Friday, August 22, 2008

Why Back to School is so hard on Teachers

Back to school is the worst time of the year for teachers. Those poor souls who live with us have to hear the "I'm SO tired" and "There's not enough time" and "Can't you just get dinner tonight?" refrains until their ears start to bleed. So why don't we all just suck it up, accept that we chose this profession and do our jobs??

There is a reason, of course. There are many reasons actually.

Some of us didn't choose THIS profession in it's current form. We chose it in a kinder, gentler time before No Child Left Behind and the rise of mindless research based best teaching practices. We remember the "good old days" before guided reading and documentation and no administrative support and centers and ADD....

Most of us don't know what our job will entail this year. See, every year school districts add several new steps to certain processes in an effort to improve performance. They are poorly defined and not well thought out knee jerk reactions to the previous year's performance by district. This looks a lot like all those little pop up ads that most web browsers block out, but we can't block them. We must respond to and execute each one before we can get back to the job of teaching kids.

Back to school time is unltimately a fluid dance of teaching preparations, inservice, district hobnobbing, parental encounters, new teacher helping, team building with new teammates, administrative decisions, and decorating. These things all flow together in an unpredictable wave like motion that toss us to and fro and sometimes slams us into the rocks from 7 am to 10 pm for the week before school starts. Some of us like to start earlier with the hope that it'll make the transition easier. We hope in vain, every year.. I think teachers must be the most optimistic people on the planet (present company excluded).

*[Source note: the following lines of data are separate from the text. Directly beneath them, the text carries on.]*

PR #10096, opened 2021-04-29
Replace some RocksEngine with KvEngine type parameters in tikv::server

brson:

Making the tikv crate generic over storage engines.

Just replacing instances of RocksEngine with KvEngine-bound type parameters in the tikv::server module.

I discovered that KvEngines need to be Unpin here, so I went ahead and made all KvEngines Unpin so engine authors can find that out early.

### Release note 

- No release note.

### DIFF
--- a/components/engine_traits/src/engine.rs
+++ b/components/engine_traits/src/engine.rs
@@ -31,6 +31,7 @@ pub trait KvEngine:
     + Sync
     + Clone
     + Debug
+    + Unpin
     + 'static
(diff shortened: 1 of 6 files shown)


brson:
@Connor1996 I think you've wanted in the past to not add more engine type parameters here, but I don't know how to avoid them. Could you review?

Connor1996 (approved):
Have no idea😢 LGTM

PR #10097, opened 2021-04-29
speed up snapshot for ongoing online stores

hicqu:

For an ongoing online store it's unnecessary to use configured `snap_max_bytes_per_sync` for I/O speed limiter, because there aren't Region leaders on the store. It's OK to use an infinate speed limiter to speed up Region replicas moving.

Use an infinate I/O speed limiter for ongoing online stores.

### Check List 

Tests 

Side effects

### Release note 
* No release note.

### DIFF
--- a/components/raftstore/src/store/snap.rs
+++ b/components/raftstore/src/store/snap.rs
@@ -22,6 +22,7 @@ use futures::executor::block_on;
 use futures_util::io::{AllowStdIo, AsyncWriteExt};
 use kvproto::encryptionpb::EncryptionMethod;
 use kvproto::metapb::Region;
+use kvproto::pdpb::StoreStatus;
 use kvproto::raft_serverpb::RaftSnapshotData;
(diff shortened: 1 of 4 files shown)


nolouch:
cc @nolouch

components/raftstore/src/store/snap.rs
```diff
@@ -1168,6 +1171,16 @@ impl SnapManager {
         Ok(())
     }
 
+    pub fn update_store_status(&self, status: StoreStatus) {
+        let new_limit = match status {
+            StoreStatus::Normal => self.max_write_speed as f64,
+            StoreStatus::OngoingOnline => f64::INFINITY,
```
nolouch, line 1177: How to define the completion staus of the online?

hicqu: PD determines it based on expected region score and exact region score of the store. For example, if exact region score reaches 90% of the expected one, PD can think the store becomes normal.

Issue #10046, opened 2021-04-20
Sysbench oltp_point_select regression with new request-batch mechanism


youjiali1995:
## Description
[`enable-request-batch=true`](https://github.com/tikv/tikv/pull/7878) results in about 5% throughput regression in `oltp_point_select` and the throughput is more unstable than turning it off.

The informal benchmark result is
Version | threads 500*1 | CPU Usage | 500*3 | Usage
-- | -- | -- | -- | --
v4.0.12 TiDB + v4.0.12 TiKV | 137273 | 1520%(TiDB) + 3*350%(TiKV storage pool) | 345075 | 3\*1320% + 3\*740%
v4.0.12 TiDB + v5.0 TiKV | 132203 | 1520% + 3*350% | 322585 | 3\*1200% + 3\*600%
v4.0.12 TiDB + v5.0 TiKV disable request batch | 134747 | 1500% + 3*400% | 344224 | 3\*1300% + 3\*850%

## Topology
3 TiDB: c5.4xlarge
3 TiKV: i3.4xlarge
3 PD: m5.xlarge
1 haproxy: c5.4xlarge
1 sysbench: c5.9xlarge

### TiDB
version: 5.0.0

```yaml
log.level: “error”
performance.max-procs: 20
prepared-plan-cache.enabled: true
tikv-client.max-batch-wait-time: 2000000
```
### TiKV
version: 5.0.0

```yaml
storage.scheduler-worker-pool-size: 5
raftstore.store-pool-size: 3
raftstore.apply-pool-size: 3
rocksdb.max-background-jobs: 3
raftdb.max-background-jobs: 3
raftdb.allow-concurrent-memtable-write: true
server.request-batch-enable-cross-command: false
server.grpc-concurrency: 6
readpool.unified.min-thread-count: 5
readpool.unified.max-thread-count: 20
readpool.storage.normal-concurrency: 10
pessimistic-txn.pipelined: true
```

PR #10098, opened 2021-04-29
storage:  optimize strategy of batch commands

Little-Wallace:

Issue Number: close https://github.com/tikv/tikv/issues/10046

Problem Summary:
If the CPU load of TiKV read pool is not very high, batch get request together may cause latency increase. Because batchrequest process every sub request one by one in order, but if you put them into readpool, they can be processed in parallel.

What's Changed:
I judge whether the readpool is busy by readpool queue length. If the queue length is very long, TiKV will batch request together, otherwise it will put them into readpool separately.
We can see that this PR fixes QPS regression and makes lower P99 latency in TiKV than master without batch.

Result:
I tested sysbench-point-select with 150,300,600,1200,2000 threads. 

```
sysbench oltp_point_select --report-interval=1 --rand-type=uniform --mysql-db=sysbench --mysql-host=127.0.0.1 --mysql-port=3390 --mysql-user=root --time=300 --threads=$thread --tables=16 --table-size=10000000 run > /home/centos/aws-test/sysbench.oltp_point_select.$thread.output.txt
```

master with not enable batch
image
image

master with enable request batch
image
image

this PR with enable request batch
image
image

### Related changes

### Check List 

Tests 

Side effects

- Performance regression
    - Consumes more CPU. When the CPU resources of the TiKV process are relatively idle, this PR will use more CPU than master.

### Release note 
- Fix sysbench point-get performance regression when TiKV readpool is not busy.


src/read_pool.rs
```diff
@@ -144,6 +150,22 @@ impl ReadPoolHandle {
...
+                read_pool_normal, ..
+            } => {
+                read_pool_normal.get_running_task_count()
+                    > read_pool_normal.get_pool_size() * MAX_BATCH_GET_REQUEST_COUNT
+            }
+            ReadPoolHandle::Yatp {
+                running_tasks,
+                max_task_limit_to_busy,
+                ..
+            } => running_tasks.get() > *max_task_limit_to_busy,
```
sticnarf, line 166: Why do we have different strategies between the two kinds of pools?

src/read_pool.rs
```diff
@@ -144,6 +150,22 @@ impl ReadPoolHandle {
             rx.map_err(ReadPoolError::from).await
         }
     }
+
+    pub fn is_busy(&self) -> bool {
```
tabokie, line 154: Could we use something like "pending_tasks_per_worker" to avoid passing `MAX_BATCH_GET_REQUEST_COUNT` all the way in?

src/server/service/kv.rs
```diff
@@ -926,10 +922,17 @@ impl<T: RaftStoreRouter<RocksEngine> + 'static, E: Engine, L: LockManager> Tikv
...
+                req_len -= 1;
+                if enable_req_batch
+                    && batcher.is_none()
+                    && req_len >= MAX_BATCH_GET_REQUEST_COUNT
+                    && storage.is_readpool_busy()
+                {
+                    batcher = Some(ReqBatcher::new());
+                }
             }
             if let Some(mut batch) = batcher {
```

It's a change in routine. We've just spent 9 weeks trying to regain some sense of normalcy with family vacation, changed home routines cuz we're actually THERE, summer projects around the house, and some well deserved sleeping in. Then, it's back to the grindstone just when we have the new routine down. It is kind of cruel now that I think about it. HMmmm.

And finally, we all know that the morning of the first day we will have to start training a new crop of kids who seem a lot less mature than last year's crew. We know we'll have to add students and undo much of the work we spent the last week doing. Some of us even have to face that our teaching assignment will change after the first few days due to an unexpected enrollment number. This means moving rooms, grade levels, team mates, and sometimes even our campus. All at the whim of the district. Because we signed a contract that includes the phrase "all other duties as assigned". Without know how much we'll be making.

That's why we whine. That's why we moan. And that's why you should tell your child's teacher that you really appreciate all they do for your child.